Huh? Ashton and me? An “us”? He told Jennifer what? Caray! There is no “us,” as in Ashton and me, and that was about the last rumor I needed.

“What do you mean, ‘us’?” I narrowed my eyes in a plausible imitation of Jackson and looked into Ashton’s as he took a swig of his drink.

“Oh, don’t worry,” Jennifer sang. “He said you had this big, you know, schoolgirl, like, crush thing and all, because he was your, ah, mentor, but he, you know, didn’t want to mess up how you worked together. That was all before he met me, anyway.” Jennifer smiled the confident smile of a pretty blonde with big tits. “Martini?” she asked and held up a shaker.

“With vodka,” I said, and eyed Ashton again. “Us?”

“Ah, babe, come on, you’re gorgeous and all, so don’t take it personal, but you’re an Amazon, not my type. I told Jenn we never consummated it.”

“Here you go, Lilly.” Jennifer handed me a glass and winked at me.

I sipped, and I simmered, and I wondered if it was safe for Ashton to drink when his dilated eyes suggested other mind-altering substances were already afloat in his system.

“You were sooo cool out there,” Jennifer said.

I sipped, and sipped again, and I mellowed.

Jennifer, in my unstudied opinion, was a dingbat of the highest order. But the girl knew how to make a martini. There is, of course, a hidden bar in the credenza in every conference room in the firm, and in most of the lawyers’ offices, and soon I felt the warm, fuzzy feeling of hard liquor running down my throat. I also felt the warm, fuzzy feelings of a friendship beginning as Jennifer continued to ooh and aah over me as if I had single-handedly ended male dominance of the female sex.

“They just won’t ever respect us,” Jennifer said, shaking her martini and her Barbie-doll breasts, which were, naturally, generously displayed.

“Un-huh,” I said, wondering if Jennifer understood about irony.

“Why, I had this boss once, when I worked at a big bank, and he, no matter what I did, that man just never gave me credit for having any sense.”

“Un-huh,” I said, sipping my drink and losing interest.

“You were sooo wonderful to stand up for yourself and that other woman,” Jennifer cooed. “I showed that banker boss a thing or two, like you, and I taught him about respecting women.”

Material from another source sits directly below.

PR #1351, opened 2019-06-13
Header: Replace Suspense Fallback for SearchBar

### LINKED ISSUE #1273: [bug]: [RE-Opened ] - Second search icon breaks header bar during load
**Describe the bug**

“Yeah? Did you tie him to the bed and read him Betty Friedman?” Ashton asked.

“Who’s that?” Jennifer responded.

Yup. I had definitely lost interest.

“That squat woman with the big hats. You know, that feminist congresswoman,” Ashton said.

Swallowing my vodka martini, I started to correct him, plus educate Jennifer, and then I thought, You can’t teach a pig to sing, and I took another sip.

“No, what I did was I bought out a bait shop full of crickets and put them in his house, and then I spray painted his car windows—he had a Mercedes, a huge, black one, and it had just about the best speakers, had ’em special installed—Bose, I think— and that car rocked, and the leather seats, those leather seats...” Jennifer glazed over for a minute. “That car, I . . . those leather seats. Then I . . .” Jennifer seemed to have lost her place. I know I had.

“Baby,” Ashton said in a soft tone, almost endearing.

“Anyway,” she said, suddenly beaming her baby blues across at me with a quick-change giddiness that made me suspect psychogenic drugs, “you are just so cool, and Ashton’s always telling me how smart you are, how you don’t miss a trick.”

I was so this and so that, she continued, winning back my interest. The vodka teased my brain into believing her. I might forgive her for being blond, blue-eyed, and stacked.

But I wasn’t sure I would forgive Ashton for spreading a tale that I’d had the hots for him.